Cholera breaks out in Kenya’s Dadaab refugee camp
This extract is from AlertNet, by Stephanie Nebehay. Views expressed are the author’s own.
GENEVA, Nov 15 (Reuters) – Cholera has broken out in the world’s largest refugee camp in Kenya, home to nearly 500,000 Somali refugees, the United Nations said on Tuesday.
Insecurity also continues to hamper aid efforts following the kidnapping of Western aid workers from the sprawling Dadaab complex of five camps, where 100 additional Kenyan police have been deployed in the past month, it said.
“There are now 60 cholera cases in the camps, including 10 laboratory-confirmed cases and one refugee death,” Andrej Mahecic, spokesman of the U.N. High Commissioner for Refugees (UNHCR), told a news briefing.

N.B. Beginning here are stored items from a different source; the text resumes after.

PR #68, opened 2022-05-20
State transfer

### LINKED ISSUE #11: State transfer to a delayed node
After a node is delayed, it needs to be able to catch up and fetch the necessary protocol and app state from other nodes.

sergefdrv:
This pull request resolves #11. Tested on  chat demo with the following patch:

```diff
diff --git a/pkg/iss/iss.go b/pkg/iss/iss.go
index 68d38ed..ae67d31 100644
--- a/pkg/iss/iss.go
+++ b/pkg/iss/iss.go
@@ -665,6 +665,9 @@ func (iss *ISS) applyMessageReceived(messageReceived *eventpb.MessageReceived) *
 	case *isspb.ISSMessage_StableCheckpoint:
 		return iss.applyStableCheckpointMessage(msg.StableCheckpoint, from)
 	case *isspb.ISSMessage_Sb:
+		if iss.ownID == t.NodeID("1") {
+			return &events.EventList{}
+		}
 		return iss.applySBMessage(msg.Sb, from)
 	case *isspb.ISSMessage_RetransmitRequests:
 		return iss.applyRetransmitRequestsMessage(msg.RetransmitRequests, from)
```

Closes https://github.com/protocol/consensuslab/issues/69
Closes https://github.com/protocol/consensuslab/issues/62


pkg/iss/iss.go
```diff
@@ -609,8 +609,34 @@ func (iss *ISS) applyStableCheckpoint(stableCheckpoint *isspb.StableCheckpoint)
...
+		// Prune old entries from WAL. The entries to prune
+		// are determined according to the retention index
+		// which is derived from the epoch number the new
+		// stable checkpoint is associated with.
 		eventsOut.PushBack(events.WALTruncate(t.WALRetIndex(stableCheckpoint.Epoch)))
 
+		// Clean up the global ISS state from all the epoch
+		// instances that are associates with epoch numbers
+		// less than the epoch number the new stable
+		// checkpoint associated with.
```
matejpavlovic, line 639:
```suggestion
		// lower than the epoch number of the new stable checkpoint.
```

protos/eventpb/eventpb.proto
```diff
@@ -177,6 +178,10 @@ message AppSnapshot {
   bytes  data  = 2;
 }
 
+message AppRestoreState {
+  bytes  data  = 2;
```
matejpavlovic, line 182: Is there a reason to start counting at 2 or is it a typo?

pkg/iss/iss.go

The outbreak is believed to have started among newly arrived refugees from Somalia, where the disease is endemic, who may also have contracted it en route by drinking unsafe water from areas flooded by heavy rains, he said.
Cholera is an acute intestinal infection transmitted in contaminated water that causes watery diarrhoea and severe dehydration and can kill within hours if not treated.
The UNHCR and other aid agencies have set up cholera treatment centres in the camp for severe cases and are promoting safe hygiene practices, Mahecic said. Most cases can be managed by giving oral rehydration solutions.
Kenya mounted an air and ground offensive against al Qaeda-linked al Shabaab, Somalia’s Islamist rebels, last month after a string of kidnappings and cross-border raids it blamed on the group.
Ten days ago, a U.N. aid convoy struck a landmine that failed to detonate in the Dadaab refugee camp, where at least 463,000 Somali refugees are living after fleeing violence and famine in their anarchic homeland.